Super simple and amazingly authentic Keto Vegan Cornbread. Perfect on the side or underneath our delicious Keto Vegan Chili. (Recipe Here) This low carb treat is made with blanched almond flour and a surprising twist that brings the whole recipe together and will make. you swear you just ate full carb cornbread! Read on!


Ingredients

Units Scale
  • 5 cups Blanched Almond Flour
  • 1 tbsp Baking Powder
  • 1/3 cup Stevia or Monk Fruit Allulose blend ((See Notes for Sweetness guide))
  • 1 tsp Himalayan Pink salt
  • 10 TBSP Miyoko’s European Style Cultured Vegan Butter, Unsalted ((melted))
  • 1 TBSP Avocado Oil for greasing the pan
  • 2/3 cup Unsweetened Soy Milk ((See notes for soy alternatives))
  • 1 tsp of lemon juice ((See Buttermilk notes))
  • 18 TBSP JUST™ Egg
  • 1 tbsp Sweet corn extract

Instructions

  1. Preheat the oven to 400°F (204°C).
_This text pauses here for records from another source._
PR #1632, opened 2016-07-14
Add Getting Started for Beginners

AnnCaryn:
@ngokevin 

**Description:**

**Changes proposed:**
-
-
-

A quick step by step for brand new users/beginners to get them started with A-frame.

### DIFF
--- a/docs/guide/getting-started.md
+++ b/docs/guide/getting-started.md
@@ -11,22 +11,57 @@ nav_slug: install
 
 <script async src="//assets.codepen.io/assets/embed/ei.js"></script>
 
-There are several ways to get started with A-Frame:
-
-* [Play with CodePen](#CodePen)
-* [Grab the Boilerplate](#Boilerplate)
-* [Include the JS Build](#Builds)
-* [Install from npm](#npm)
-
-## CodePen
+## Beginners:
+You can quickly check out and play with A-frame [in CodePen](#CodePen):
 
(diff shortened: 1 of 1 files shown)


ngokevin:
Thanks for the work. I do feel workflow instructions are important. Though for the purpose of endorsing one, I feel these instructions might be:

- Prescriptive (must use Git, GitHub, Node, Atom)
- Challenging (introduces a ton of new technologies into the stack)
- Out-of-scope (tutorial for getting started with web development tools in a section about getting started with A-Frame)

However, I feel like this might be a great blog post material if there're more screenshots and elaboration. And then we can also put your face on it. Something along the lines of "Workflow for Web Development Beginners".

ngokevin:
Going to think about this a bit more, actually. Still on the fence. It might not be prescriptive since we should recommend Git, GitHub, Node, and I re-read and saw you didn't actually enforce a text editor. If the section is small and contained enough, it might be useful.

AnnCaryn:
Yup.  Totally understand the endorsement aspect.  Just wanted to get something down for the total beginner when they are looking at the docs and then work from there.  Most important is to get this in the right place for new people in the funnel when they learn about A-frame, wherever that may be.

ngokevin:
Thought about it more. I don't think we should recommend this workflow for total beginners. GitHub + Node + CLI is too much. This would make a good blog post for easing people into web development. For the next version of the A-Frame though, we will be featuring different workflows for different types of creators.

AnnCaryn:
Do you think there is a path for beginners to start now with A-frame or do they need to wait until the next version?

ngokevin:
The homepage we will have something that acts like a playground for beginners. There's also Codepen, and workflows like MagicaVoxel.

ngokevin:
Will close for now, but will loop you in homepage posts.

I recommend publishing this workflow online somewhere for now though for those that need it! (like Medium)

PR #1634, opened 2016-07-14
deprecate declarative events in favor of event set component

ngokevin:
**Description:**

https://github.com/ngokevin/aframe-event-set-component

Replaced with a component-form API. Advantage is that listeners can be added via a simple `setAttribute`, can work with mixins (or aframe-mss), and is faster due to removing the overhead of creating/attach a DOM element.

**Changes proposed:**
- Deprecate Declarative Events.
- Remove examples.


dmarcos:
You removed the examples but the implementation of `a-events` is still there right?

ngokevin:
Yeah, leaving it for one version to sunset.

PR #1637, opened 2016-07-18
Add HTC Vive to index page on docs

tjhorner:
**Description:**
WebVR uses the OpenVR SDK and thus supports the HTC Vive. I've tested it myself :)

**Changes proposed:**
- Add HTC Vive to list of compatible platforms on the index page.


dmarcos:
Thanks!

PR #1639, opened 2016-07-19
Example cleanup; update 'begin' attribute to 'delay'

darkwing:
**Description:**
Many examples use the `begin` attribute instead of new `delay` attribute so I've fixed them to avoid warning.  I've also updated a broken image path.


dmarcos:
Nice! Thanks!

PR #1640, opened 2016-07-19
Fix #704: Add warning for use of repeat=infinite

### LINKED ISSUE #704: warning if repeat="infinite" instead of repeat="indefinite"
<a href="https://github.com/cvan"></img></a> **Issue by [cvan](https://github.com/cvan)**
_Thursday Dec 03, 2015 at 04:38 GMT_
_Originally opened as https://github.com/aframevr/aframe-core/issues/584_

----

# 1

Though [SMIL](https://css-tricks.com/guide-svg-animations-smil/) (since it appears what this is based off of) calls it `repeatCount="indefinite"`, `repeat="infinite"` would make more sense to me.

<hr>

# 2

If you enter anything that gets `parseInt`'d as not a number (e.g., `repeat="infinitite"` instead of `repeat="indefinite"`), `NaN` gets used which makes the thing repeat forever.

<hr>

# 3

We `parseInt` so if you pass `repeat="1.5"`, we actually do it only `1` times. [`tween.js`](https://github.com/tweenjs/tween.js/blob/e19a4c9/src/Tween.js#L335) does `parseFloat`, for what it's worth. So maybe we should do it.

<hr>

# 4

The animation [`DEFAULTS.repeat` is `0`](https://github.com/MozVR/aframe-core/blob/dev/src/constants/animation.js#L92). 
But then the [`getTween` method](https://github.com/MozVR/aframe-core/blob/dev/src/core/a-animation.js#L119) checks if `repeat="indefinite"`.
And this [`Infinity` check here](https://github.com/MozVR/aframe-core/blob/dev/src/core/a-animation.js#L119).
Not entirely sure why it's written the way it is. Can you explain?

<hr>

# 5

Per [SMIL](https://css-tricks.com/guide-svg-animations-smil/) (since it appears what this is based off of):

> Also note that, even if you set the `repeatCount` to `indefinite`, it will be overridden by the `end` values and will not repeat indefinitely.

So, that would mean that if the `to` condition has been met, the `repeat="indefinite"` would be ignored. That's not what I'd expect, but SMIL is complicated. I'd say ignore that, but it seemed worth calling out.

darkwing:
**Description:**
Fixes #704 

**Changes proposed:**
- One reservation here is that the `value` method can get called many times and that this warning may become overwhelming.  Let me know what you think.

### DIFF
--- a/src/core/a-animation.js
+++ b/src/core/a-animation.js
@@ -159,6 +159,10 @@ module.exports.AAnimation = registerElement('a-animation', {
     update: {
       value: function () {
         var data = this.data;
+        // Terminology warning if infinite used instead of indefinite
+        if (data.repeat === 'infinite') {
+          console.warn("Using 'infinite' as 'repeat' value is invalid.  Use 'indefinite' instead.");
+        }
         // Deprecation warning for begin when used as a delay.
         if (data.begin !== '' && !isNaN(data.begin)) {
           console.warn("Using 'begin' to specify a delay is deprecated. Use 'delay' instead.");


ngokevin:
Thanks!

Also check out https://github.com/ngokevin/aframe-animation-component, I will be repping this implementation from now on.

Issue #1129, opened 2016-03-10
selectorAll property type should convert nodeList to array


ngokevin:
Follow up to @legendtang's https://github.com/aframevr/aframe/pull/1099

cvan:
I know the naming is unrelated, but perhaps could call it just `query` à la `xtag.query`:

https://x-tag.github.io/

![image](https://cloud.githubusercontent.com/assets/203725/13662508/e4c1ce54-e64f-11e5-84c3-5bd005169f49.png)

legendtang:
@cvan But `x-tag` requires additional polyfills for mainstream browsers for now. Maybe too early to use this name?

cvan:
@cvan But x-tag requires additional polyfills for mainstream browsers for now. Maybe too early to use this name?

I was not suggesting to use X-Tag, just using its method names as inspiration/prior art. And we are already using a polyfill for Custom Elements: https://github.com/WebReflection/document-register-element - I've heard bugs with the polyfill, and we have an issue (#567) on file to investigate if the more "popular" [WebComponentsJS Custom Elements polyfill](https://github.com/webcomponents/webcomponentsjs/tree/master/src/CustomElements) fixes the bugs/inconsistencies we've seen between native and polyfilled.

ngokevin:
Hard to tell whether you are selecting one element or multiple with ```query```. And I think selector/selectorAll is easier to get what it means. (query)selector/selectorAll are in the browser and probably make a stronger for "prior art".

cvan:
yeah, I think that's a good point. though jQuery seems to handle this fine - `$()` vs `$()[0]`. I've always liked `$` vs `$$`. but, the naming you have is fine.

ngokevin:
Yeh. This is for property types though, not for actually running queries.

PR #1642, opened 2016-07-19
Update selectorAllParse to return an Array instead of a NodeList

darkwing:
**Description:**
Fixes https://github.com/aframevr/aframe/issues/1129

I suspect this one will require much more work.  I've run tests and all passes but things to consider:

*  Is this a breaking change moving forward where API docs must be updated?  Is it work the breaking change?
*  What other components may need updating to accommodate an array instead of a NodeList?

### DIFF
--- a/src/core/propertyTypes.js
+++ b/src/core/propertyTypes.js
@@ -85,7 +85,7 @@ function selectorParse (value) {
 function selectorAllParse (value) {
   if (!value) { return null; }
   if (typeof value !== 'string') { return value; }
-  return document.querySelectorAll(value);
+  return Array.from(document.querySelectorAll(value));
 }
 
 function selectorStringify (value) {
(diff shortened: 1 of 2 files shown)


src/core/propertyTypes.js
```diff
@@ -85,7 +85,7 @@ function selectorParse (value) {
 function selectorAllParse (value) {
   if (!value) { return null; }
   if (typeof value !== 'string') { return value; }
```
darkwing: Should `value` also be wrapped in `Array.from()`?  What is the use case?  In case a `NodeList` instance is passed in?

dmarcos: We might want to return `[]` in the cases above?

ngokevin: I think the first case may be for `{default: ''}` so we don't need to run that.

The second case is if an array or NodeList is passed in yeah.

ngokevin:
looks good to me

ngokevin:
@darkwing thanks!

Grease a 10-inch cast iron skillet with Avocado Oil.
  2. In a large mixing bowl, mix blanched almond flour, baking powder, choice of sweetener, and Himalayan salt.
  3. Stir in the melted butter, almond milk and JUST™ Egg, until smooth. Stir in the sweet corn extract.
  4. Transfer the batter into the skillet and smooth the top with a spatula. Bake for 35-40 minutes, until an inserted toothpick comes out clean and the top is golden brown.

Notes

SWEETNESS GUIDE:
When using Monk Fruit or Stevia Allulose Blend, use this as your sweetness guide.

  • Lightly Sweet – use 1/3 cup
  • Sweeter – use 1/2 cup
  • Extra Sweet – use 2/3 cup

SOY ALTERNATIVES:
If you have allergies, you may wish to try some other plant-based milk alternatives.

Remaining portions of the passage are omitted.